# Settlement question after Tier 2 visa



## lovestravel (Apr 9, 2012)

My husband is on a Tier 2 intra-company transfer long term staff. The company has asked about his interest in staying long term and possibly settlement after 5 years. I have looked up the information on the UKBA website but have a couple of questions.

The website says:
"Current requirements for settlement
At present, you cannot apply for settlement until you have been in the UK for a continuous period of 5 years in an eligible immigration category.
During the continuous residence period, you cannot be outside the UK for more than 180 days in any 12 consecutive months. The absences must be for a reason that relates to the purpose of your leave in the UK, or for a serious compelling reason (such as a serious illness). Your sponsor must confirm the reason for the absence if it was related to your work. You must do so for a serious or compelling reason."

The requirement to be outside the UK for more than 180 days in 12 months can be extended if the days can be confirmed as business travel from the sponsor? I know my husband keeps track of his travel outside the UK already for tax purposes but he travels outside the uk a lot. We haven't been here 12 months yet but I can see him pushing that limit for business travel plus our own personal travel.

I don't think I will have to worry about hitting that limit but just in case would it apply to myself as a dependent on his visa? 

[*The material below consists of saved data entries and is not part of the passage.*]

PR #1468, opened 2021-08-19
Remove price update constraint from order flow

liamzebedee:
We decided on Tuesday in Discord that in order to proceed with resolving https://github.com/Synthetixio/issues/issues/260, we would remove the price update constraint from order flow and use the spot price for order confirmation in futures.

To unblock the monsieur le frontend, this PR only removes logic, and doesn't refactor. I started on refactoring the submitOrder and confirmOrder into one func - there's a lot of work to be done in refactoring the code to work with instant confirms - eg. `canConfirmOrder` and `orderStatus` currently rely on the submitted order in storage, whereas now we should be passing the order as an argument. Same with the tests, moving price updates up before the submitOrder.

### DIFF
--- a/contracts/FuturesMarket.sol
+++ b/contracts/FuturesMarket.sol
@@ -519,12 +519,6 @@ contract FuturesMarket is Owned, Proxyable, MixinFuturesMarketSettings, IFutures
 
         Order memory order = orders[account];
 
-        // Has the price updated?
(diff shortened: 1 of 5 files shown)


liamzebedee:
Closed in favour of https://github.com/Synthetixio/synthetix/pull/1477

PR #1471, opened 2021-08-19
Proposal for new release logic

justinjmoses:
The current release logic is very brittle as can be seen by:

1. Combining releases and SIPs makes it hard to mix and match SIPs into releases when there are a number of in-flight SIPs - this makes it harder to manually move SIPs around releases 
2. The `fork-tests` need to know which SIPs are upcoming and need to be tested, along with which layer requires testing (ovm doesn't yet support fork tests but this will pave the way for that once it is ready)

This proposal introduces a few new features:

1. `releases.json` includes SIPs as well. These SIPs have a `layer` (`base|ovm|both`) and `released`. When a release is complete, `layer === released`. 
2. `sources` can either be an array or if `layer === 'both'` then an object denoting the targets to deploy in each environment (look at SIP-116 for instance). 

By doing this, we a) accept that some SIPs do require releasing to both layers and b) make it easier for developers to work on their changes by simply ensuring their SIPs are added to the file along with the necessary sources, they do NOT have to worry about which release a SIP belongs to - that will happen prior to a release going out.

## Todo

- [x] `bin.js releases` needs to be able to parse this new `releases.json` structure and determine which sources exist for an upcoming release (if any) (this will fix `fork-tests`)
- [x] The `finalize-release` command has to be updated to handle this new logic.
- [x] The `prepare-deploy` command has to be updated to handle this new logic.

### DIFF
--- a/bin.js
+++ b/bin.js
@@ -188,9 +188,14 @@ program
 	.option('--unreleased', 'Only retrieve the unreleased ones.')
 	.option('--with-sources', 'Only retrieve ones with files.')
 	.action(async ({ unreleased, withSources }) => {
-		const result = releases
+		const getSip = sipNumber => releases.sips.find(({ sip }) => sip === sipNumber);
+
+		const result = releases.releases
 			.filter(release => release.released === !unreleased)
-			.filter(({ sources }) => (withSources ? sources.length > 0 : true));
+			.filter(release => {
+				if (!withSources) return true;
+				return release.sips.some(s => !!getSip(s).sources);
+			});
 
 		if (result.length > 0) {
 			console.log(JSON.stringify(result, null, 2));
--- a/bin.js
+++ b/bin.js
@@ -202,6 +202,32 @@ program
 		}
 	});
 
+program
+	.command('sips')
+	.description('Get the list of released or unreleased SIPs.')
+	.option('--unreleased', 'Only retrieve the SIPs that are not released on the given layer.')
+	.option('--with-sources', 'Only retrieve ones with source files.')
+	.addOption(
+		new commander.Option('-l, --layer <value>', `The layer(s) corresponding to the SIPs`)
+			.choices(['base', 'ovm', 'both'])
+			.default('both')
+	)
+	.action(async ({ unreleased, withSources, layer }) => {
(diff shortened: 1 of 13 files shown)


bin.js
```diff
@@ -188,9 +188,14 @@ program
 	.option('--unreleased', 'Only retrieve the unreleased ones.')
 	.option('--with-sources', 'Only retrieve ones with files.')
 	.action(async ({ unreleased, withSources }) => {
-		const result = releases
+		const getSip = sipNumber => releases.sips.find(({ sip }) => sip === sipNumber);
```
mjlescano, line 191: Opted for leaving this helper on the same scope to not clutter all the commands. As soon as we need it everywhere else, we can move it.

leomassazza (approved):
LGTM

publish/src/commands/finalize-release.js
```diff
@@ -15,22 +15,25 @@ const {
 } = require('../../../.');
 
 const finalizeRelease = async ({ layer, release, versionTag, yes }) => {
+	const isBase = layer === 'base' || layer === 'both';
+	const isOvm = layer === 'ovm' || layer === 'both';
```
justinjmoses, line 19: yeah this is better logic

justinjmoses:
This is looking great, just one more thing - we want `fork-tests` to run all upcoming SIPs even if not assigned to a release (I said the wrong thing above). This way when someone works on a feature, CI will test their changes without them having to assign anything to a release. Thus, this PR should have SIPs 142, 145 and 170 all showing as unreleased. I think another command for the `bin.js` would work - something that returns all unreleased sips with the argument of which base (`base|ovm|both`) and `both` being the default.

package.json
```diff
@@ -16,7 +16,7 @@
 		"pack": "webpack --mode production",
 		"prepublishOnly": "npm run describe && npm run pack",
 		"fork": "node --max-old-space-size=4096 ./node_modules/.bin/hardhat node",
-		"fork:mainnet": "node --max-old-space-size=4096 ./node_modules/.bin/hardhat node --target-network mainnet",
+		"fork:mainnet": "node --max-old-space-size=4096 ./node_modules/.bin/hardhat node --target-network mainnet --hardfork london",
```
justinjmoses, line 19: :100:

PR #1472, opened 2021-08-19
Fix nominate and owner scripts

leomassazza:
Nominate and Owner scripts fails if any contract in config.json is not deployed (or present in deployment.json).
This PR adds a check on that condition and show a warning while trying to Nominate or Accept ownership.

### DIFF
--- a/publish/src/commands/connect-bridge.js
+++ b/publish/src/commands/connect-bridge.js
@@ -238,7 +238,7 @@ const setupInstance = async ({
 		useFork,
 		useOvm,
 	});
-	console.log(gray('  > provider:', provider.url));
+	console.log(gray('  > provider:', provider.connection.url));
 	console.log(gray('  > account:', wallet.address));
 
 	const AddressResolver = getContract({
--- a/publish/src/commands/nominate.js
+++ b/publish/src/commands/nominate.js
@@ -110,7 +110,14 @@ const nominate = async ({
 		}
 	}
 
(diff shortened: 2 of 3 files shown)


publish/src/commands/nominate.js
```diff
@@ -110,7 +110,14 @@ const nominate = async ({
 		}
 	}
 
+	const warnings = [];
```
leomassazza, line 113: Adding this to be able to show a summary at the end of the process with all missing contracts found.

publish/src/commands/owner.js
```diff
@@ -242,7 +242,14 @@ const owner = async ({
 	}
 
 	console.log(gray('Looking for contracts whose ownership we should accept'));
+	const warnings = [];
```
leomassazza, line 245: dito

publish/src/commands/connect-bridge.js
```diff
@@ -238,7 +238,7 @@ const setupInstance = async ({
 		useFork,
 		useOvm,
 	});
-	console.log(gray('  > provider:', provider.url));
+	console.log(gray('  > provider:', provider.connection.url));
```
leomassazza, line 241: small fix. Provider was shown as undefined because of that missing intermediate object

ajsantander: This must be a change in the ethers interface

ajsantander (approved):

PR #1473, opened 2021-08-19
Updates batch relay tests to nominate ALL contracts

ajsantander:
Previous test was only testing batch relays by changing ownership to 2-3 contracts. This does all of them in a single call.


leomassazza:
LGTM

i-stam (approved):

Thanks in advance for your help!


----------



## nyclon (Apr 3, 2011)

lovestravel said:


> My husband is on a Tier 2 intra-company transfer long term staff. The company has asked about his interest in staying long term and possibly settlement after 5 years. I have looked up the information on the UKBA website but have a couple of questions.
> 
> The website says:
> "Current requirements for settlement
> ...


Yes. It applies to both of you.


----------



## Joppa (Sep 7, 2009)

I think settlement for Tier 2 intra-company transfer visa holder has been withdrawn, unless you were under ICT prior to 6th April 2010 or in a qualifying work permit category. So no matter how long you stay in UK, you cannot gain settlement (permanent residency). 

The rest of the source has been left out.